PR #2683, opened 2019-04-13
Removing auto-generated example test cases

thsaravana:
Found auto-generated default test cases while setting up the Android project. I don't see any need for this and hence removing them as part of housekeeping


source/android/adaptivecards/src/test/java/io/adaptivecards/ExampleUnitTest.java
```diff
@@ -1,17 +0,0 @@
-package io.adaptivecards;
-
-import org.junit.Test;
-
-import static org.junit.Assert.*;
-
-/**
```
shalinijoshi19: FYI that we will be adding unit tests soon; @almedina-ms FYI

thsaravana: Awesome! Would love to contribute.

● ● ● ● ● ● ●

**PROBLEM:**
Reproduce exactly the lines running from the one with "Removing auto-generated example test cases" to the last line of the listing above. Add nothing else.

**SOLUTION FOR THIS EXERCISE:**
Removing auto-generated example test cases

thsaravana:
Found auto-generated default test cases while setting up the Android project. I don't see any need for this and hence removing them as part of housekeeping


source/android/adaptivecards/src/test/java/io/adaptivecards/ExampleUnitTest.java
```diff
@@ -1,17 +0,0 @@
-package io.adaptivecards;
-
-import org.junit.Test;
-
-import static org.junit.Assert.*;
-
-/**
```
shalinijoshi19: FYI that we will be adding unit tests soon; @almedina-ms FYI

thsaravana: Awesome! Would love to contribute.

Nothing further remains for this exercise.